▸ **Task instructions**: From the entries below, copy every line that holds the word "should".

▸ **Supplied records**:

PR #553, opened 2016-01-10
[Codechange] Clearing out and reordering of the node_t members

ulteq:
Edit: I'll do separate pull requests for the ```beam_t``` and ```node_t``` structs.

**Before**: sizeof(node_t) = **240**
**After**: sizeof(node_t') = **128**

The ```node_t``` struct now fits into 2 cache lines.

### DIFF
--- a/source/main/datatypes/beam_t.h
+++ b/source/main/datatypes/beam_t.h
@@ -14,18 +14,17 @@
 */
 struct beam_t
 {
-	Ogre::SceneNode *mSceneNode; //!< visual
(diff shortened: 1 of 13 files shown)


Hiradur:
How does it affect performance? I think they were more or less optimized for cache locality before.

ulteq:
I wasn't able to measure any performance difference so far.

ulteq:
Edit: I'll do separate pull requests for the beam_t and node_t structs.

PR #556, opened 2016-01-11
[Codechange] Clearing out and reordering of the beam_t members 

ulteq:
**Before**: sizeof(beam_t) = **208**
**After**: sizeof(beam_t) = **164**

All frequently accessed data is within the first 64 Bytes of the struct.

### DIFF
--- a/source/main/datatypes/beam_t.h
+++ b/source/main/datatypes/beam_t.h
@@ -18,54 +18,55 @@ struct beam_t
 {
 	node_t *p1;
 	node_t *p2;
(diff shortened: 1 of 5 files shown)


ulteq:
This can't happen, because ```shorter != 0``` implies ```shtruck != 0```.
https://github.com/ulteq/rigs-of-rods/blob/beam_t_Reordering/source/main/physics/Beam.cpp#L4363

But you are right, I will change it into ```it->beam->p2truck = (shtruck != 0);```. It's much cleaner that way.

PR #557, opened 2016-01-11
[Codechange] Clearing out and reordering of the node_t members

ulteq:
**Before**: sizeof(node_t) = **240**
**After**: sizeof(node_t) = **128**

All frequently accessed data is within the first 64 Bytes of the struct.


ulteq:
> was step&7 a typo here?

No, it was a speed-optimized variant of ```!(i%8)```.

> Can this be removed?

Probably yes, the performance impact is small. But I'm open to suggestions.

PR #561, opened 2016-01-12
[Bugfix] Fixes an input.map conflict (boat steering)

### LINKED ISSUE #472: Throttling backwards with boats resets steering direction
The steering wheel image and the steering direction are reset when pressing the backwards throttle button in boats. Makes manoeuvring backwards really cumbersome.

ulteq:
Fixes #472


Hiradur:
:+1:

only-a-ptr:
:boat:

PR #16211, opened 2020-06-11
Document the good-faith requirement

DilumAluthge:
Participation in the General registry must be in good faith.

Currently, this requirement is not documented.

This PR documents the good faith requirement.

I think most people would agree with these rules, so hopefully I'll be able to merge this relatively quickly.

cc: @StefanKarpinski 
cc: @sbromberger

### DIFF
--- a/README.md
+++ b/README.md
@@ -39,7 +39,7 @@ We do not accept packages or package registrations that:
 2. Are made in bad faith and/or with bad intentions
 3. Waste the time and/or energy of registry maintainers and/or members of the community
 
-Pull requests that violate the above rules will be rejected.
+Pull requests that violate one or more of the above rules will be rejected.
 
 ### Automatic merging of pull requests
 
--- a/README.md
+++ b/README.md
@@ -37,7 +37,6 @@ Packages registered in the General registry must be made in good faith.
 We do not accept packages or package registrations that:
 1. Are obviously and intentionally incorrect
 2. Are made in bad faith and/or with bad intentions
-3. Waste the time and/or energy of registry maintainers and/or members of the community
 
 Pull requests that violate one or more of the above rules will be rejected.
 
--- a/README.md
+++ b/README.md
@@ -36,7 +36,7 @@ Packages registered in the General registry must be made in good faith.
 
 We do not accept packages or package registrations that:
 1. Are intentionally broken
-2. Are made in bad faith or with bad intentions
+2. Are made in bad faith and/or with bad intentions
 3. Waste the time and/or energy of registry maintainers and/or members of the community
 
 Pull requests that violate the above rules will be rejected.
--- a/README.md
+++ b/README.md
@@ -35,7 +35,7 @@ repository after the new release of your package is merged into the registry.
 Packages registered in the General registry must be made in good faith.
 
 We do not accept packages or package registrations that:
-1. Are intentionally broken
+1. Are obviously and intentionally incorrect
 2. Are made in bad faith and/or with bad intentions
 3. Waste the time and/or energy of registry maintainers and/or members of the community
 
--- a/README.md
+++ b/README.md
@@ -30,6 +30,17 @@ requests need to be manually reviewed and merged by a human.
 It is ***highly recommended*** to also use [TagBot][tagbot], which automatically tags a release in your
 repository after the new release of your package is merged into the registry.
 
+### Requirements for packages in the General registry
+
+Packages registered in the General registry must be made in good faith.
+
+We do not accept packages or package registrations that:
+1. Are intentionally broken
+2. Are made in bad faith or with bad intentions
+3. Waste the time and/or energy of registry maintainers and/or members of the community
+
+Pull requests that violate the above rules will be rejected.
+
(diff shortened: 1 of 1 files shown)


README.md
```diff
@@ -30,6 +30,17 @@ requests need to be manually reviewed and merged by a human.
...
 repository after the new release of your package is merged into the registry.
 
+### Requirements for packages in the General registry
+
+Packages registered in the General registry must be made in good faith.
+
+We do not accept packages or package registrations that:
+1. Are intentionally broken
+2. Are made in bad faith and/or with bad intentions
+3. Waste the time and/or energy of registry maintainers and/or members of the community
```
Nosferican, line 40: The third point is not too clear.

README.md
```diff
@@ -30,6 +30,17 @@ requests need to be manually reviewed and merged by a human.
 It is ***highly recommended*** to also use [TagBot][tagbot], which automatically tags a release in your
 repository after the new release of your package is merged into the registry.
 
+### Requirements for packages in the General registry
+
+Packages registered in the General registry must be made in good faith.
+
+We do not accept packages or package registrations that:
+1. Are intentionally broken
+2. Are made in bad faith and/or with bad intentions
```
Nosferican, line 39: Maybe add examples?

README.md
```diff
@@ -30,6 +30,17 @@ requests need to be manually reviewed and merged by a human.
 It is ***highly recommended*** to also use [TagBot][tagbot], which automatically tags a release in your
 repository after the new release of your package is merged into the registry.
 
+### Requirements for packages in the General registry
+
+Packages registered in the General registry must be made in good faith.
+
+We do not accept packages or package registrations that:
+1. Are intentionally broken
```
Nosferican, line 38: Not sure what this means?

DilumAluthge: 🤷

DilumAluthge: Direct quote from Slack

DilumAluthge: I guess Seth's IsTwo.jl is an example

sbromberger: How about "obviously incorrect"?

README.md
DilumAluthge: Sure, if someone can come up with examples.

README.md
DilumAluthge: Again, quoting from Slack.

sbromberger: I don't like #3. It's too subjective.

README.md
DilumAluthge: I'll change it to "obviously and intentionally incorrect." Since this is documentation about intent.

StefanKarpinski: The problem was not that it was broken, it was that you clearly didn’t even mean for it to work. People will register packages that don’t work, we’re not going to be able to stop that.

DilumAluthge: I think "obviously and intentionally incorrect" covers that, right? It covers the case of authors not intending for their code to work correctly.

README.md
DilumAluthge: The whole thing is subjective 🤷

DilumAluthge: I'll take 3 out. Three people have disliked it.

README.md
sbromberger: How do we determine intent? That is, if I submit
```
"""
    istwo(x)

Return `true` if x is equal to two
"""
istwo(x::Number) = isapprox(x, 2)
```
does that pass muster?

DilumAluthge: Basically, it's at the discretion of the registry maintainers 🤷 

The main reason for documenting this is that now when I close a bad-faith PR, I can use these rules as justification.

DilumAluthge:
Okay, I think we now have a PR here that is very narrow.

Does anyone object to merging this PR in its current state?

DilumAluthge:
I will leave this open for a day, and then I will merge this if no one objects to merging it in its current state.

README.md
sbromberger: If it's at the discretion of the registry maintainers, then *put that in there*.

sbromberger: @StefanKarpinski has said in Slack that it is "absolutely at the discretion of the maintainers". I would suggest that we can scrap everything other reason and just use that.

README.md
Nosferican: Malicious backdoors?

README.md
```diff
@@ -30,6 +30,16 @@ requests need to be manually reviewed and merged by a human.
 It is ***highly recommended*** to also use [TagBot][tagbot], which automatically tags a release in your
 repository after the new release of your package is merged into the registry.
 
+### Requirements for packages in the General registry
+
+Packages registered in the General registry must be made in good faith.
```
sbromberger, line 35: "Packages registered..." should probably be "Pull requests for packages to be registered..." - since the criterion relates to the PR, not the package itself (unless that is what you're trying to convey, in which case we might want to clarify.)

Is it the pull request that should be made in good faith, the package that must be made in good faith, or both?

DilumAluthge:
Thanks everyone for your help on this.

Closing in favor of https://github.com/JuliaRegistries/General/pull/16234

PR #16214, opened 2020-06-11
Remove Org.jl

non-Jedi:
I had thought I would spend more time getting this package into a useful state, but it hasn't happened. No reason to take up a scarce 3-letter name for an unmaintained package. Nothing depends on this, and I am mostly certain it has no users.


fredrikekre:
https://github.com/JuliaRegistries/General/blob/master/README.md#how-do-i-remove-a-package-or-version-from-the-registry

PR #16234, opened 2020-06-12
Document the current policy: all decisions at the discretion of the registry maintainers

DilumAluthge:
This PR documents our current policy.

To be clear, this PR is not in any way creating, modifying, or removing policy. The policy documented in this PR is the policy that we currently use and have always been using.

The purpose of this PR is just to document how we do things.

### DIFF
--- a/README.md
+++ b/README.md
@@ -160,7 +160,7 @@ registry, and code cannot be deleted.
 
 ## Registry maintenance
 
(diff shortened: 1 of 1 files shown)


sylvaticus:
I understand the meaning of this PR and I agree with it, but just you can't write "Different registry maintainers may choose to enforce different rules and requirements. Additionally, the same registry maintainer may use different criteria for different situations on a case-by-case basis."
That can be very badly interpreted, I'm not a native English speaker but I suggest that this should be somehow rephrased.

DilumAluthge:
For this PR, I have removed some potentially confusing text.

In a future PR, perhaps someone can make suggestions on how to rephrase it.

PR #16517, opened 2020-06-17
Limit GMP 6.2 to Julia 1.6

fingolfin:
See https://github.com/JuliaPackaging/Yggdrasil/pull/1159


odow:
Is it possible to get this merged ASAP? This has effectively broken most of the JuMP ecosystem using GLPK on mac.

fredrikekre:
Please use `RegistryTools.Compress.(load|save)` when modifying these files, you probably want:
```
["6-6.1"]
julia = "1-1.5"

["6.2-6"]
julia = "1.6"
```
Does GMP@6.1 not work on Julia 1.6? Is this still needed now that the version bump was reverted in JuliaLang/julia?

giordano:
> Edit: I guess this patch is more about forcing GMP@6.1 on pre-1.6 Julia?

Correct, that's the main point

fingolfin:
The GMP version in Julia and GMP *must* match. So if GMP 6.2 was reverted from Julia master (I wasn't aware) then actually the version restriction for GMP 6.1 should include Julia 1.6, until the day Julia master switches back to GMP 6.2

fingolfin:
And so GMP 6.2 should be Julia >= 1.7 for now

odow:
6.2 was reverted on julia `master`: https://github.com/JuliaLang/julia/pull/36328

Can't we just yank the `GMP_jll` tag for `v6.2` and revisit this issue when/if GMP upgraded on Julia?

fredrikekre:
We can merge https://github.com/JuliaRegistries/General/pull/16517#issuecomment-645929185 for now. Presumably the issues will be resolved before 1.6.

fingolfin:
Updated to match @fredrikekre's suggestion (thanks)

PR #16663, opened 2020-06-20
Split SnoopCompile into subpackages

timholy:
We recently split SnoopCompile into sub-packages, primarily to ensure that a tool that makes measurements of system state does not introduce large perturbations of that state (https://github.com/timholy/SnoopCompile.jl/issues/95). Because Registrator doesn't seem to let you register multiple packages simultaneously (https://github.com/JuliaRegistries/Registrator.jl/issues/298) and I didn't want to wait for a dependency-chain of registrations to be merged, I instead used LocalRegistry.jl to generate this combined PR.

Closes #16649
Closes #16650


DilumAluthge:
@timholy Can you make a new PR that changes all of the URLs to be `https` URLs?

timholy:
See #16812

▸ **The answer**:
sbromberger, line 35: "Packages registered..." should probably be "Pull requests for packages to be registered..." - since the criterion relates to the PR, not the package itself (unless that is what you're trying to convey, in which case we might want to clarify.)
Is it the pull request that should be made in good faith, the package that must be made in good faith, or both?
That can be very badly interpreted, I'm not a native English speaker but I suggest that this should be somehow rephrased.
The GMP version in Julia and GMP *must* match. So if GMP 6.2 was reverted from Julia master (I wasn't aware) then actually the version restriction for GMP 6.1 should include Julia 1.6, until the day Julia master switches back to GMP 6.2
And so GMP 6.2 should be Julia >= 1.7 for now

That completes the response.